採血して血液中のホルモン量をみたり、基礎的な血液検査とホルモンを投与して身体の反応をみる検査は排卵を司るホルモンの分泌量などを調べ排卵や妊娠がうまくいかない原因にいて診断する為に行われます。
脳下垂体から分泌される卵胞刺激ホルモン(FSH)、黄体化ホルモン(LH)およびプロラクチン(PRL)とエストロゲン(E2)等のホルモンを測定することにより卵巣の機能を調べます。下垂体から分泌される卵胞の成長を促す卵胞刺激ホルモン(FSH)と同じく下垂体から分泌され、卵胞に排卵を起こさせて黄体形成を促す黄体形成ホルモン(LH)を検査する事で、下垂体の異常、卵巣の異常、多嚢胞症候群などがわかります。
プロラクチン(PRL)は乳腺を発達させ、乳汁分泌を促す働きがあり、通常時は15ng/ml以下ですが、妊娠に関係なく異常高値であると高プロラクチン血症と診断されます。またプロラクチンは昼間は正常値でも夜間に増える場合があります。

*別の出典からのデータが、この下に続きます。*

Issue #882, opened 2022-03-11
Express Access to REST API as Asset


MoritzKeppler:
# Feature Request
Data is often shared via REST APIs that exist independent from a connector/IDS, an AAS e.g. https://app.swaggerhub.com/apis/Plattform_i40/AssetAdministrationShell-REST-API/Final-Draft
A connector in front of such an API can ensure, that any call is covered by a contract that describes the interactions allowed (http methods, endpoints, parameters).
We need a way to express that as a asset / contract (or a policy) and enforce the rules during data transfer.

## Which Areas Would Be Affected?
DPF, data management API, maybe policy handling

## Why Is the Feature Desired?
Integration of AAS, e.g. a asset / contract for access to "all submodels of type x from all shells"

## Solution Proposal
maybe a regex match to URLs?

## Type of Issue
new feature

## Checklist

- [x] assigned appropriate label?
- [x] **Do NOT select a milestone or an assignee!**

related to #881

jimmarino:
relates to #858

MoritzKeppler:
`HttpDataSourceFactory` is implemented in a way that it partially overwrites values given in the `DataAddress` with values from `DataFlowRequest` properties (a list filled by the http call coming in `DataPlanePublicApiController`), especially the http path. But also the actual http method is taken from that list.

Propose to change it in a way, that the DataAddress always wins and just if a value is not defined there it is taken from the `DataFlowRequest` properties.
Advantages:
* improved security: caller cannot access any address accidentally
* covers some basic scenarios in http proxy behavior of DPF, e.g. "one Asset = one URL" and "Asset = all subpathes" etc. (improved solution will be available as soon as the DPF can evaluate policies on the call)

Propose to add the HTTP method to the `DataAddress` (optional) with Fallback to `GET`

What do you think @bscholtes1A @paullatzelsperger  @stefan-ettl ?

bscholtes1A:
Hi @MoritzKeppler 

for the path I get it, and that's quite easy to put precedence in the code to the path coming from the `DataAddress`. 

However, for the method I am not sure what you mean. What if I call with a POST an API for which the `DataAddress` does not contain any verb?

MoritzKeppler:
> 
> However, for the method I am not sure what you mean. What if I call with a POST an API for which the `DataAddress` does not contain any verb?

If DataAddress does not contain any Verb, POST would be used.
[...]

PR #1019, opened 2022-03-30
dpf: http proxy: don't overwrite values set in DataAddress for security reasons

MoritzKeppler:
## What this PR changes/adds
The DPF can act as http proxy. For security reasons it's important to not overwrite values set in the source dataaddress defined at the asset but just take those aspects (path, query params, http method, ...) that are not predefined.

## Why it does that
security reasons

## Linked Issue(s)
see #882

## Checklist


extensions/data-plane/data-plane-api/src/main/java/org/eclipse/dataspaceconnector/dataplane/api/controller/DataPlanePublicApiController.java
```diff
@@ -158,17 +160,49 @@ private Response handle(ContainerRequestContext requestContext) {
     /**
      * Create a {@link DataFlowRequest} based on the decoded claim token and the request content.
      */
-    private DataFlowRequest createDataFlowRequest(ClaimToken claims, Map<String, String> properties) {
-        var dataAddress = typeManager.readValue(claims.getClaims().get(DataPlaneConstants.DATA_ADDRESS), DataAddress.class);
+    private DataFlowRequest createDataFlowRequest(ClaimToken claims, ContainerRequestContext requestContext) {
+        var origDataAddress = typeManager.readValue(claims.getClaims().get(DataPlaneConstants.DATA_ADDRESS), DataAddress.class);
+        if (!HttpDataAddressSchema.TYPE.equals(origDataAddress.getType())) {
```
bscholtes1A, line 165: Seems there is a misunderstanding here. Public DPF API is not restricted to accessing Rest API. 
It can be used to interrogate a database, a store...

extensions/data-plane/data-plane-api/src/main/java/org/eclipse/dataspaceconnector/dataplane/api/controller/DataPlanePublicApiController.java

エストロゲン(E2)は卵巣から分泌され、子宮内膜を整えて頸管粘液を増やして受精や着床の準備をします。3種類あるエストロゲンのうち、不妊治療ではエストラジオール(E2)が検査されます。エストロゲン(E2)が少ないと、受精しても子宮の準備が不完全で着床しなくなってしまいます。正常な排卵前のエストロゲン(E2)の血中濃度は100pg/ml以上でそれ以下だと子宮着床障害の可能性があります。
他にも血液検査によって特殊な血液型または問題のある不規則抗体がないかを調べたり、風疹、梅毒、肝炎ウイルス(B型肝炎・C型肝炎)、エイズ、クラミジアなどの感染症検査も行います。